1. Why is executemany() not the recommended default for bulk inserts?

Because it usually still sends SQL multiple times, which creates high request and round-trip overhead. Once the data volume increases, its performance often falls behind execute_batch() and execute_values().

2. Why did my INSERT run successfully but no data appears in the database?

The most common reason is that you did not call conn.commit(). In non-autocommit mode, the SQL statement has executed, but the transaction has not been committed, so the data is not actually persisted.

3. Why can’t I pass a dynamic table name directly with %s?

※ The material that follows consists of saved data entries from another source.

Issue #32, opened 2022-07-17
Open in app configuration setup wizard/tutorial


TrianguloY:
On Android, apps can be configured to open automatically an url matching some characteristics. This app is configured to match all urls, but some are not opened because other apps have more preference, which is not easy to change specially for non-advanced users.

Add a screen where you can paste an url, and it will tell you the app that is currently configured to automatically open that link, and if it's not ours include a guide/steps to how to configure it, if possible (this may be difficult because each android version/manufacturer has a different UI, consider adding links to external documentation). 
If there were a way to automatically configure it by pressing a button that would be awesome.
I've seen a similar dialogs on browsers (firefox to be precise), where you can press a 'set as default' button and a dialog with all currently configured browsers is opened for you to choose directly., to be considered.

Ilithy:
>If there were a way to automatically configure it by pressing a button that would be awesome.
I've seen a similar dialogs on browsers (firefox to be precise), where you can press a 'set as default' button and a dialog with all currently configured browsers is opened for you to choose directly., to be considered.

I don't know if this will be useful, but there is something similar in the [link eye](https://github.com/kuesji/link_eye) application (written in Java), you press a button, and you are taken to the default application selection settings:

![Screenshot_20220817-174728](https://user-images.githubusercontent.com/36798218/185185401-cf77681c-e00c-45be-a9f5-2bc243716cd0.png)
**_After clicking on Enable, we are redirected to the default app page_**

![Screenshot_20220817-174734](https://user-images.githubusercontent.com/36798218/185185489-0713221c-73ed-441d-acf6-39f4c8802916.png)
_Sorry the capture of my settings is in French_

TrianguloY:
Hmm, that's a good start, and probably worth implementing as a first step for general links (I think that dialog is not present in all android versions, but must be on most of them).

With this issue however I was thinking of specific links that are set to be opened on specific apps, like twitter, github, google maps, etc. To change those you need to go to the configured app (the one that opens them) and change it there, which will require a dialog to test different links, either by the user or some common ones. It's not difficult I think, but I'm not sure yet how to do it useful for the user (for this reason I added the 'help wanted' tag)

Ilithy:
>Hmm, that's a good start, and probably worth implementing as a first step for general links (I think that dialog is not present in all android versions, but must be on most of them).  

_If I'm not mistaken, the default application selection has been present since Android 9 (api level 28)_
[...]

PR #164, opened 2023-01-11
Tutorial screen

PabloOQ:
Happy new year!

This PR is more of a setup for the programming part of the feature than a fully functional tutorial. I made the different screens but they are a bit ugly and need some changing, also I expect the wording of the tutorial to be changed. That's why there is no spanish translation, if the PR goes through we could open a discussion or a issue and talk about it there, after that I'll do the translation myself.

It doesn't seem this is what #32 is about, anyways I still think this could be useful.
I have been wanting to implement this for a while, I did want to try to make the wizard setup with the browser prompts too, but I have been busy for quite a while. Finally found some time and decided to do a tutorial for the app as it is not clear enough how the app works or how to setup it properly, or at least that's the feedback I got after recommending the app to a friend who is tech savy enough to understand these things easily.

I hope everything is correct, this is the third iteration. I tried implementing it with `ViewPager`, which uses `androidx`, I don't know why but I decided to check the app size after the implementation was done, and not when adding the libraries, that was a mistake, the apk was 4 times bigger! Anyways I decided to do it again, as I think you wanted to keep the app size as small as possible. The second time I did the change of views manually, I didn't like it. Finally decided to go with `ViewFlipper` and I think it looks good.

I wanted to reuse the buttons from the wizard/settings so I moved them to a `Fragment` as they need to be able to have `onActivityResult`, the problem is `Fragment` is deprecated, you even made a `Fragment` interface, but it's only for the modules config. Because of this I did the browser buttons extraction in a different commit, in this commit the buttons are extracted from the settings into a `Fragment` which is included in the XML of the settings activity and the `View` of the tutorial which explains the buttons. So feel free to just revert it.

Let me know what you think!


TrianguloY:
Wow! This is not what #32 was about (that was for a way to enter a url and help configuring it so that it is opened in this app if it isn't). But this tutorial is a great addition! I'm impressed, good job.

I glanced over the code and tested it a bit myself (personal tip: when you create a PR on a repository which includes UI changes, like this one, add some pictures to show those changes. That help us reviewers a lot!) and even though I think the code will probably need to be refactored a bit, and the texts can be slightly improved, the idea and general functionality is solid and I'm sure very useful to new users.

> I hope everything is correct, this is the third iteration. I tried implementing it with ViewPager, which uses androidx, I don't know why but I decided to check the app size after the implementation was done, and not when adding the libraries, that was a mistake, the apk was 4 times bigger! Anyways I decided to do it again, as I think you wanted to keep the app size as small as possible. The second time I did the change of views manually, I didn't like it. Finally decided to go with ViewFlipper and I think it looks good.

I'm aware of that. Keeping the app as small as possible is something I personally want to do for personal reasons (my first phone was a very low-end device and hated when apps used all the memory just to show a useless animation, so I decided to make my apps really simple and just what was needed, and so far I have kept it). This of course comes with a price, not being able to use some more 'newer' solutions like androidx or even kotlin. I'm open to switch and use them if they really add value and give something that is almost impossible to do by myself or with alternatives, but right now that's not the case. That ViewFlipper looks good enough, I have never use it myself but seems very easy.

> I wanted to reuse the buttons from the wizard/settings so I moved them to a Fragment as they need to be able to have onActivityResult, the problem is Fragment is deprecated, you even made a Fragment interface, but it's only for the modules config. Because of this I did the browser buttons extraction in a different commit, in this commit the buttons are extracted from the settings into a Fragment which is included in the XML of the settings activity and the View of the tutorial which explains the buttons. So feel free to just revert it.

Yup, Fragments were a nice addition but for some reason they deprecated it. The alternative is that huge compatibility library but...in the end they are just a small activity that can be included in other activities. If the only requirement is the onActivityResult listener, we can either hardcode it or create our own hook. I'll think about this.

In any case give me a few days to thoroughly review this changes, because I really like this new feature and I want to check if I can improve those points or leave them as-is. Later, as you said, we can improve the texts and provide translations.

Thanks again!

TrianguloY:
Btw, for other watchers of this PR, here are pictures of this new tutorial:

Screenshot_1673480010
Screenshot_1673480012
Screenshot_1673480015
Screenshot_1673480017

PabloOQ:
> This of course comes with a price, not being able to use some more 'newer' solutions like androidx or even kotlin.

Well I've got to say that if the app wasn´t written in java I probably wouldn´t have made the first PR, as I don't feel comfortable in kotlin. I was specifically looking for an app with ClearURLs or some kind of url interceptor, and then write the code for ClearURLs myself if it wasn't there. To my surprise after weeks of trying to find an app with these characteristics I stumbled accross URLChecker and it was better than what I was trying to find. The modules are just great for customizaton and make starting to write code easy.

> personal tip: when you create a PR on a repository which includes UI changes, like this one, add some pictures to show those changes. That help us reviewers a lot!

> Btw, for other watchers of this PR, here are pictures of this new tutorial

Thanks for uploading the images, I honestly didn't think about it, I'll keep it in mind!

TrianguloY:
Update: as you have probably notice I've been out of programming for quite some time now (in fact I haven't even turned on my computer since last week I think).

Next weekend I'll finish this "vacations" and continue working on this and other features!

TrianguloY:
I've tweaked a few things, removed the fragments dependency (with a custom injector which...is not pretty but works reasonably well) and changed a few things from the screens. See below!

   

The second screen is now very crowded, I think it can be separated in two (first paragraph / rest). What do you think?

PabloOQ:
> The second screen is now very crowded, I think it can be separated in two (first paragraph / rest).

Yes, I agree, that seems like too much text for one screen.

About the buttons to skip/end the tutorial. I did not combine them on purpose with the navigation buttons to avoid skipping the tutorial if one were to double tap by accident on the penultimate screen. I guess it is ok to combine them as this was way too specific.

Aside from that I don´t see anything weird, as soon as it is merged I'll start working on the spanish translation.

TrianguloY:
Hmm, that's a very valid concern, and I think it can be avoided by placing a "double click" check: if the next button is pressed again less than a second from before, ignore. Maybe the same with the previous button, but in that case the device back button should not be restricted (just in case someone want to quickly exit)

TrianguloY:
Now the second page was quite empty: I don't quite like this 'diagram' but all the elements are dynamic so it would be translated and adapted to your device... any comments?

image image

PabloOQ:
I like the diagram of the first screenshot, nowadays icons tend to be more simple so it is more "consistant" with the current trend, the android 3D model makes it feel "old" to me. I thought of making a diagram but didn't know how to approach it as I don't know if what I had in mind could be translated, it was my main concern too. I couldn't find anything about making arrows with dynamic elements, which seems the only way to make the diagram easily translatable.
Here is the mockup, I like yours more anyway, it's more compact.
image

TrianguloY:
Funny you say the right one is an 'old' pic, because it's from an android 4.0.3!

Your diagram gave me an idea
    

Too much? I like it to be honest

Ilithy:
@TrianguloY Thank you, it's done, however I don't understand the error, the target element is present.

TrianguloY:
Thank you!

The error was because you had a duplicated end tag (which is far easier to see if you have an IDE that shows exactly where the error is 😅) it is fixed now

PabloOQ:
The android icon is too tiny in spanish. I made some changes to the layout (changed weights, removed padding). To fix it, still it doesn't look as good.

First screenshot is before the change, the others are after the change.

TrianguloY:
I tried to tweak it a bit for extreme resolutions, but nothing seem to work for everything so I just leaved it as it is now, will modify later if needed. I do detected some issues with scrolling, they are fixed now (as well as modifying the padding as it is now on the main branch).

I think there is nothing else to do, I'll probably merge it tomorrow (will join/amend a couple commits before the merge)

TrianguloY:
I couldn't make GitHub detect the manual merge, so I needed to force push the changes to your branch. I still keep a copy of the original commits just in case.

Anyways, it's merged now!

%s is only for value parameters, not for identifiers such as table names or column names. Dynamic identifiers should be built with ksycopg2.sql.Identifier to ensure both syntactic correctness and safety.

AI Readability Summary

This article systematically explains the core capabilities of using Python with ksycopg2 to operate on KingbaseES. It covers query execution, parameter binding, SQL injection prevention, bulk writes, stored procedures, COPY-based import/export, large object handling, dynamic SQL, and transactional rollback, making it a practical quick-reference guide for real-world KingbaseES development.